Anais and Samantha bobbed up and down in the waves, both pearl-skinned and almost shining with beauty, both lacquered with mist and the dizzy pale sunlight. Luce noticed that they were keeping their distance, though, and that Samantha couldn't hide the apprehension in her sea green eyes. It made her want to laugh. “Hi, Anais. Hey, Samantha.” Luce wondered if they'd seen the wild burst of water carrying her up into the air. She smiled to herself. There was no reason not to be polite to the two blondes, not when she could send a vertical wave slashing up beneath them anytime she felt like it. “How's everything been going?”

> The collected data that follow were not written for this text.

PR #340, opened 2022-12-16
WIP - youtuber

exhq:
Screenshot_20220511_182544


ArjixWasTaken:
You check for `open.spotify.com`
And then proceed to assume that it is a track...

It could be an album, you don't check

As Luce had expected, her friendly tone annoyed Anais more than any display of hostility could have done. Luce could feel the hardness of her own smile as she watched Anais's sharp blue eyes start to flicker back in the direction of the tribe's cave. Her golden hair rayed out around her, curling gorgeously with each loft of the water.
“Let's just go,” Samantha muttered weakly, tugging at her queen's arm. “Why should we even talk to her?” Anais ignored her.
“Oh, wait.” Anais made a show of suddenly recalling something, rolling her eyes upward. “Isn't this thing some kind of trashy, broken-down mermaid? I know it's kind of hard to believe, Samantha. But don't you remember there was a mermaid with dark, ratty hair like that? We threw her out of the tribe. Remember?”